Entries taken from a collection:
>>>>

PR #3100, opened 2022-11-18
Add support for the Redhat icon

GerbenWelter:
Because 'redhat' wasn't recognized as the OS name, the icon always defaulted to the generic tux icon. This commit adds support for displaying the 'shadow man' icon where the OS name is 'redhat'.

### DIFF
--- a/src/segments/os.go
+++ b/src/segments/os.go
@@ -51,6 +51,8 @@ const (
 	Nixos properties.Property = "nixos"
 	// Opensuse the string/icon to use for Opensuse
 	Opensuse properties.Property = "opensuse"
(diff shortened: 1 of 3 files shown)


lewis-yeung:
@GerbenWelter You should also add an entry in [schema.json](https://github.com/JanDeDobbeleer/oh-my-posh/blob/main/themes/schema.json). See [here](https://github.com/JanDeDobbeleer/oh-my-posh/blob/877ac59f5f6688db4890160c3121a9e79dae4bcc/themes/schema.json#L1449-L1454) for an example. :)

GerbenWelter:
@lewis-yeung  Thx for the hint. Added and pushed.

PR #3219, opened 2022-12-17
Enable use of a prompt engine within a closed-loop program/shell

maxlandon:
This little PR aims, as the title implies, to enable the use of oh-my-posh prompt engine within a closed-loop shell. All changes are described in the unique commit of this PR. Thanks for considering it


maxlandon:
Note that the various changes to go.mod/go.sum are due to some automatic feature in my editor, and not caused by me adding some package in the PR: the changes in this file can thus probably be ignored safely.

JanDeDobbeleer:
@maxlandon let me get this right, you want to use oh-my-posh as a library, right? If so, we should maybe also use `NewEngine` in our own code.

maxlandon:
Hello !

Fastest answer ever !
Yes that is right, this is what I want.
To get some context: https://github.com/reeflective/readline
The way I use the prompt functions: https://github.com/reeflective/readline/blob/master/prompt.go

Available any time if you have questions or need help !
Thanks a lot !

JanDeDobbeleer:
> Note that the various changes to go.mod/go.sum are due to some automatic feature in my editor

@maxlandon I'm going to revert those though, these shouldn't have been committed.

maxlandon:
Yes sorry, I squashed my changes yesterday and completely forgot to do it !

src/engine/engine.go
```diff
@@ -321,7 +332,7 @@ func (e *Engine) PrintTooltip(tip string) string {
 		Segments:  []*Segment{tooltip},
 	}
 	switch e.Env.Shell() {
-	case shell.ZSH, shell.CMD, shell.FISH:
+	case shell.ZSH, shell.CMD, shell.FISH, shell.PLAIN:
```
JanDeDobbeleer, line 335: why was this added? It's not really used anywhere as it's not a valid shell name.

src/engine/config.go
```diff
@@ -218,7 +219,7 @@ func (cfg *Config) Write(format string) {
 	if len(destination) == 0 {
 		destination = cfg.origin
 	}
-	f, err := os.OpenFile(destination, os.O_RDWR|os.O_CREATE|os.O_TRUNC, 0755)
+	f, err := os.OpenFile(destination, os.O_RDWR|os.O_CREATE|os.O_TRUNC, 0o755)
```
JanDeDobbeleer, line 222: this was a mistake, right?

src/engine/engine.go
```diff
@@ -410,8 +421,10 @@ func (e *Engine) PrintExtraPrompt(promptType ExtraPromptType) string {
 			return prompt
 		}
 		return str
-	case shell.PWSH, shell.PWSH5, shell.CMD, shell.BASH, shell.FISH, shell.NU:
+	case shell.PWSH, shell.PWSH5, shell.CMD, shell.BASH, shell.FISH, shell.NU, shell.PLAIN:
```
JanDeDobbeleer, line 424: Same question as above

src/engine/new.go
```diff
@@ -0,0 +1,53 @@
...
+)
+
+// NewEngine returns a prompt engine initialized with the
+// given configuration options, and is ready to print any
+// of the prompt components.
+func NewEngine(config string) *Engine {
+	env := &platform.Shell{
+		CmdFlags: &platform.Flags{
+			Config: config,
+			Shell:  "shell",
```
JanDeDobbeleer, line 17: this needs to be exposed imho

JanDeDobbeleer:
@maxlandon you can find it here #3223, I continued your work, but now we also use that API internally. If that works, I'll merge it and credit you.

src/engine/config.go
maxlandon: This is due to my editor applying to some linters.

src/engine/engine.go
maxlandon: So this because if the `Shell()` call returns an empty string, the case statement is skipped and thus an empty prompt string is returned as well.

src/engine/engine.go
maxlandon: Same response as above :)
However if there is something I missed in my approach, which results in this being useless, of course feel free to ignore it !

src/engine/new.go
maxlandon: Usually package writers expose functionality through some `pkg` package directory.
I have no particular suggestion as to where this should be exposed, you probably are better placed to decide.

src/engine/engine.go
JanDeDobbeleer: That could make sense, I'll add a sane default in that case.

PR #396, opened 2022-08-19
[775] Create example users as 'confirmed'

gpeng:
Confirmation emails were being sent for each user created with the example_data:generate task. We don't want to disable the emails in review as we may want to test that functionality so create the example users as 'confirmed'. They would be in any case if they had started an application.

Also fix a deprecation warning from bin/lint

### DIFF
--- a/bin/lint
+++ b/bin/lint
@@ -1,4 +1,4 @@
 #!/bin/sh
 
-bin/bundle exec rubocop --auto-correct-all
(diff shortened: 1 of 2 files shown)


gpeng:
[Notify errors from example data generation](https://trello.com/c/zA1drqqg/775-notify-errors-from-example-data-generation)

thomasleese (approved):

PR #397, opened 2022-08-19
[778] Set correct `HostingEnvironment.host` for review

gpeng:
The `HostingEnvironment.host` is used to generate the login email URLs. For all other envs the env name is the prefix and the URL is an `education.gov.uk` one but review apps are prefixed with the application name and have a cloud apps URL so need to be treated differently.

The mails are sent from a worker instance so we need to handle that if we go with this method.

This will fix the login and confirmation email links

Screenshot 2022-08-19 at 16 27 56
.

### DIFF
--- a/app/lib/hosting_environment.rb
+++ b/app/lib/hosting_environment.rb
@@ -1,37 +1,51 @@
 module HostingEnvironment
-  def self.name
-    ENV.fetch("HOSTING_ENVIRONMENT", "dev")
-  end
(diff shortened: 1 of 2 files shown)


thomasleese (approved):

gpeng:
[Review app email links are incorrect](https://trello.com/c/2KQCpFB5/778-review-app-email-links-are-incorrect)

PR #412, opened 2022-08-23
[800] Basic application show page

gpeng:
Basic placeholder page for the application overview at `/assessor/application_forms/<id>`

This also fixes the failing build on `main` due to a missing `require` in the index page system spec.

Screenshot 2022-08-23 at 17 55 20

PR #413, opened 2022-08-24
Application form search result component

thomasleese:
This adds a new component which renders an application form search result in the list of applications. To extract the information from the application forms I've put that in a helper so it can be used in other components (for example a summary card component).

Depends on #412 for the link in the search result.

## Screenshot

Screenshot 2022-08-24 at 11 57 27

### DIFF
--- a/app/assets/stylesheets/application.sass.scss
+++ b/app/assets/stylesheets/application.sass.scss
@@ -5,6 +5,7 @@ $govuk-assets-path: "/";
 @import "govuk-frontend/govuk/all";
 @import "location-autocomplete.min";
 
+@import "_description_list";
 @import "_environments";
 @import "_summary_list_card";
 @import "_support";
--- a/app/assets/stylesheets/application.sass.scss
+++ b/app/assets/stylesheets/application.sass.scss
@@ -5,13 +5,13 @@ $govuk-assets-path: "/";
 @import "govuk-frontend/govuk/all";
 @import "location-autocomplete.min";
 
+@import "_application_forms";
 @import "_description_list";
 @import "_environments";
 @import "_search_results";
 @import "_summary_list_card";
 @import "_support";
 @import "_task_list";
-@import "_applications";
 
 ul.autocomplete__menu {
   li {
--- a/app/assets/stylesheets/application.sass.scss
+++ b/app/assets/stylesheets/application.sass.scss
@@ -7,6 +7,7 @@ $govuk-assets-path: "/";
 
 @import "_description_list";
 @import "_environments";
+@import "_search_results";
 @import "_summary_list_card";
 @import "_support";
 @import "_task_list";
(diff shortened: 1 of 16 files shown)


app/assets/stylesheets/application.sass.scss
```diff
@@ -5,11 +5,13 @@ $govuk-assets-path: "/";
...
 @import "location-autocomplete.min";
 
+@import "_description_list";
 @import "_environments";
+@import "_search_results";
 @import "_summary_list_card";
 @import "_support";
 @import "_task_list";
-@import "_applications";
+@import "application_forms";
```
gpeng, line 14: Should this be `_application_forms`?

app/helpers/application_form_helper.rb
```diff
@@ -0,0 +1,35 @@
...
+      [
+        I18n.t("application_form.summary.country"),
+        CountryName.from_country(application_form.region.country)
+      ],
+      [I18n.t("application_form.summary.region"), application_form.region.name],
+      [
+        I18n.t("application_form.summary.created_at"),
+        application_form.created_at.strftime("%e %B %Y")
+      ],
+      [I18n.t("application_form.summary.days_remaining_sla"), "17"],
```
gpeng, line 17: I wonder if we should set this to 'Not implemented' or something like that as I expect this might not get looked at for at least a few sprints and it'll look like we've implemented it at a casual glance if we use a number.

app/views/assessor_interface/application_forms/index.html.erb
```diff
@@ -1,22 +1,23 @@
-<% content_for :page_title, "Application forms" %>
+<% content_for :page_title, "Applications" %>
```
gpeng, line 1: I'm struggling with this 'Applications' vs 'Application forms' thing 🤣

app/helpers/application_form_helper.rb
```diff
@@ -0,0 +1,35 @@
+module ApplicationFormHelper
```
gpeng, line 1: I generally prefer going with view objects rather than using helpers like this. Happy to discuss and not do that as I realise using helpers is pretty established. It just feels cleaner to me to have things encapsulated in an object rather than a module that gets included all over the place. No naming issues, you only have to pass the object in once rather than to every method 🤷

app/helpers/application_form_helper.rb
thomasleese: Sounds reasonable, I'll update it!

app/helpers/application_form_helper.rb
thomasleese: Yeah, I do generally agree with you. I've been trying to stick with standard Rails patterns until they become unmaintainable/hard to scale before switching to more bespoke patterns. I decided to go with helpers here as they're supported natively in view components and it didn't quite feel big enough to cause problems. I also think it would be better to not have them automatically included in each controller and include them manually, which we could configure Rails to do.

I'm happy to switch to view objects, do we have a consensus over where the files should be put in the repo? I also wonder if the existing helpers should be refactored to use view objects at the same time so I wonder about doing that in a separate PR - what do you think?

gpeng: Ok cool. Let's merge this and refactor them all in another PR. I'll card that up.

gpeng (approved):

PR #420, opened 2022-08-25
[802][SPIKE]  Application form status management

gpeng:
Applications will go through various states from their initial creation to an end state, likely award or decline. Many of these states e.g. 'Submitted' or 'Declined' will be set as a result of a user action. So... 'explicitly' set. Some states may be set by the system e.g. 'Expired' so explicitly set but not by a user.

We intend to make 'an assessment' a series of steps that will also have some sort of state. The state of the application may be set by a combination of the sub-states of the application sections. This is an emerging design and isn't fully formed yet but I've included some code that would handle that.

### Storing state 'on the application form' 

We could use an enum or simple state machine on the `ApplicationForm` model initially. I did consider this but whether we do that or not really depends on if we decide we need to keep a history of state changes in the service. We've discussed adding the Audited gem to keep an audit of changes so a combination of an enum + Audited would give us that and be much simpler. We will also have a history of state changes in BigQuery but that won't be accessible from within the service. The main reason for keeping it in the service that I can see at the moment is the requirement for SLA calculations. The state of the application form is crucial for working that out and the rules for SLA calculation are quite fluid currently so keeping all of the state changes will allow us to refine the rules with all of the data required in service.

The code here still stores a state string on the application form. This is largely redundant but we have requirements for state filtering in combination with other filters and it will greatly simplify the queries for that. It will also simplify the analytics queries in BigQuery.

### Transition rules

I've split these out into separate classes that will be simple to test and easy to understand. I expect we could do the same with rules for setting implicit states which would again make them easily testable and scalable. I'm not sure of the requirements there so I haven't included that, just some comments where it would go.

### Timeline events

We have designs for displaying a timeline. I've included a simple `TimelineEvent` class that we would use for this to show how it would run alongside the state. This may meet the need for a history of events within the service by itself in some ways but based on experience with similar functionality in other DfE services there's a good chance we'll end up wanting to log state changes that we don't want to surface in the timeline so keeping this separate will avoid that and doesn't add too much complexity.

### Using a state machine gem

There are loads and I had a look over some that I haven't used before. We could get some of the functionality here and lots of extra features (many of which we'd also get with enums) but didn't seem to have much by way of options for storing state history separately.

### Not covered in this spike

We will likely want to attribute events and possibly state changes to a user. I've added a staff_id column to the events table but not tackled how we pass the user into the model layer. We also have two types of user so in reality this may need to be polymorphic.

### Recommendations

I think something like the approach sketched out here would be flexible but probably only worth the bother if we decide we definitely need a state history in the service. I feel like we probably do given the SLA calculation requirement. It would be possible to derive this from some sort of TimelineEvent implementation or from Audited audit data but that seems like overloading those things to me.

Given the requirements for SLA etc are still in flux we could also start with an enum implementation or similar and expand to something like this when the requirements are clearer.

### DIFF
--- a/app/lib/application_form_state.rb
+++ b/app/lib/application_form_state.rb
@@ -1,0 +1,80 @@
+# frozen_string_literal: true
+
+module TransitionRules
+  class Awarded
+    def self.can_transition?(application_form:, to:)
+      if application_form.current.state == ApplicationFormState::AWARDED &&
+           to == ApplicationFormState::DECLINED
+        return false
+      end
+
+      true
+    end
+  end
+
+  class Declined
+    def self.can_transition?(application_form:, to:)
+      if application_form.current.state == ApplicationFormState::DECLINED &&
+           to == ApplicationFormState::AWARDED
+        return false
+      end
+
+      true
+    end
+  end
+end
+
+class ApplicationFormState
+  SUBMITTED = "submitted"
+  AWARDED = "awarded"
+  DECLINED = "declined"
+  REVIEW_COMPLETE = "review_complete"
+
+  TRANSITION_RULES = [
+    TransitionRules::Awarded,
+    TransitionRules::Declined
+  ].freeze
+
+  def initialize(application_form:)
+    @application_form = application_form
+  end
+
+  def current
+    # should this always call update first to pick up any implicit changes?
+    state_changes.last
+  end
+
+  # explicit state changes ie from a user action like submitting the application or awarding
+  def change(to:)
+    raise "invalid state transition" unless can_transition?(to:)
+
+    ApplicationForm.transaction do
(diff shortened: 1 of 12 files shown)


gpeng:
[Application form 'status'](https://trello.com/c/5roToVD7/802-application-form-status)

gpeng:
We've reviewed this spike. The outcome:

* extract `TimelineEvent` and implement that now
* use a string based enum for state on ApplicationForm initially which is all we need to implement the planned work for the next sprint or two at least
* expand to this state history stuff when we're sure we need it for a feature, possibly the SLA calculations
* not add the audited gem as we have an audit trail in BigQuery (maybe we'll review this in the future though as non-web request driven updates won't be attribtued in BigQuery.

PR #421, opened 2022-08-25
[821] Add TimelineEvent

gpeng:
* Add class for recording events with a title, annotiation and association to a user (polymorphic for teacher or staff)

We'll use this class to log user interactions with the application form.

I've added a title field to the original plan as the current timeline designs all have a title. We could probably infer this from the type in most cases so happy to drop that 🤷 There are other requirements in the timeline but this should cover the basic case we have now.

We have discussed storing extra data in the events such as references to the assigned user etc. I haven't covered that here as yet. 

Screenshot 2022-08-25 at 11 13 29

### DIFF
--- a/app/models/timeline_event.rb
+++ b/app/models/timeline_event.rb
@@ -1,0 +1,29 @@
+# frozen_string_literal: true
+
+# == Schema Information
+#
+# Table name: timeline_events
+#
+#  id                  :bigint           not null, primary key
+#  annotation          :string           default(""), not null
+#  creator_type        :string
+#  event_type          :string           not null
+#  created_at          :datetime         not null
+#  updated_at          :datetime         not null
+#  application_form_id :bigint           not null
+#  creator_id          :integer
+#
+# Indexes
+#
+#  index_timeline_events_on_application_form_id  (application_form_id)
+#
+# Foreign Keys
+#
+#  fk_rails_...  (application_form_id => application_forms.id)
+#
+class TimelineEvent < ApplicationRecord
+  belongs_to :application_form
+  belongs_to :creator, polymorphic: true, optional: true
+
+  enum event_type: { assessor_assigned: "assessor_assigned" }
+end
--- a/db/migrate/20220824172503_create_timeline_events.rb
+++ b/db/migrate/20220824172503_create_timeline_events.rb
@@ -1,0 +1,12 @@
+class CreateTimelineEvents < ActiveRecord::Migration[7.0]
+  def change
+    create_table :timeline_events do |t|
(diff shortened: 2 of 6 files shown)


app/models/timeline_event.rb
```diff
@@ -0,0 +1,33 @@
...
+#
+# Foreign Keys
+#
+#  fk_rails_...  (application_form_id => application_forms.id)
+#
+class TimelineEvent < ApplicationRecord
+  belongs_to :application_form
+  belongs_to :creatable, polymorphic: true, optional: true
+
+  EVENT_TYPES = [ASSESOR_ASSIGNED = "assessor_assigned"].freeze
```
thomasleese, line 29: We could model this as an `enum`:

```rb
enum event_type: { assessor_assigned: "assessor_assigned" }
```

I don't feel too strongly either way.

app/models/timeline_event.rb
```diff
@@ -0,0 +1,33 @@
...
+#
+#  index_timeline_events_on_application_form_id  (application_form_id)
+#
+# Foreign Keys
+#
+#  fk_rails_...  (application_form_id => application_forms.id)
+#
+class TimelineEvent < ApplicationRecord
+  belongs_to :application_form
+  belongs_to :creatable, polymorphic: true, optional: true
```
thomasleese, line 27:
```suggestion
  belongs_to :creator, polymorphic: true, optional: true
```

Perhaps this would be better, but it does go against the convention of `able` for polymorphic fields. I'd suggest it shouldn't be optional though until we find there's a need for it.

db/migrate/20220824172503_create_timeline_events.rb
```diff
@@ -0,0 +1,13 @@
+class CreateTimelineEvents < ActiveRecord::Migration[7.0]
+  def change
+    create_table :timeline_events do |t|
+      t.string :event_type, null: false
+      t.references :application_form, foreign_key: true
```
thomasleese, line 5:
```suggestion
      t.references :application_form, null: false, foreign_key: true
```

Sadly the default is `null: true`.

db/migrate/20220824172503_create_timeline_events.rb
```diff
@@ -0,0 +1,13 @@
...
+      t.string :title, null: false
+      t.string :annotation, null: true
```
thomasleese, line 7:
```suggestion
      t.string :annotation, null: false, default: ""
```

I prefer this for strings as it means there aren't two ways of representing a blank value (`nil` and `""`). Instead the blank value can only be an empty string.

thomasleese (approved):

PR #423, opened 2022-08-25
[823] ApplicationForm.status -> .state

gpeng:
* Add a state column with a default of 'draft' (should we set this using default on the enum instead? 🤷 )
* Drop the status column
* Changes states to draft, submitted, awarded, declined

This is the beginnings of what will ultimately become a more complex state machine. The default state is changed to `draft` as `active` probably more accurately describes a grouping of most of the other states so we can use that as a scope that covers everything except `draft` (and maybe `declined` or `expired` etc)

### DIFF
--- a/app/models/application_form.rb
+++ b/app/models/application_form.rb
@@ -14,7 +14,7 @@
 #  has_work_history        :boolean
 #  reference               :string(31)       not null
 #  registration_number     :text
-#  status                  :string           default("active"), not null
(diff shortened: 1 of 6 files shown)


gpeng:
[Store application form state](https://trello.com/c/5KkVntFy/823-store-application-form-state)

thomasleese (approved):

PR #424, opened 2022-08-25
Add names to staff users

thomasleese:
We want to show the name of staff users instead of their email address, so we need to add this field to the staff model.

[Trello Card](https://trello.com/c/Q9y1PGyw/822-add-names-to-staff-users)

### DIFF
--- a/app/controllers/staff/invitations_controller.rb
+++ b/app/controllers/staff/invitations_controller.rb
@@ -3,34 +3,14 @@ class Staff::InvitationsController < Devise::InvitationsController
 
   layout "two_thirds"
 
+  before_action :configure_permitted_parameters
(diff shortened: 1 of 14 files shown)


gpeng (approved):
I'm dithering over whether we should go with first_name last_name. I don't suppose it really matters for our use cases currently. Splitting them up for the four users in the future won't be too taxing either.

thomasleese:
> I'm dithering over whether we should go with first_name last_name. I don't suppose it really matters for our use cases currently. Splitting them up for the four users in the future won't be too taxing either.

I think we should avoid it unless we discover a real need for it. I did consider calling the field `full_name` but I think `name` is okay, it's the only "name" that makes sense for a staff user I'd say.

<<<<

To do: Above this instruction are the records; retype exactly the lines from the one containing "application or awarding" up to and including the one containing "two at least".

Exercise output:
+  # explicit state changes ie from a user action like submitting the application or awarding
+  def change(to:)
+    raise "invalid state transition" unless can_transition?(to:)
+
+    ApplicationForm.transaction do
(diff shortened: 1 of 12 files shown)


gpeng:
[Application form 'status'](https://trello.com/c/5roToVD7/802-application-form-status)

gpeng:
We've reviewed this spike. The outcome:

* extract `TimelineEvent` and implement that now
* use a string based enum for state on ApplicationForm initially which is all we need to implement the planned work for the next sprint or two at least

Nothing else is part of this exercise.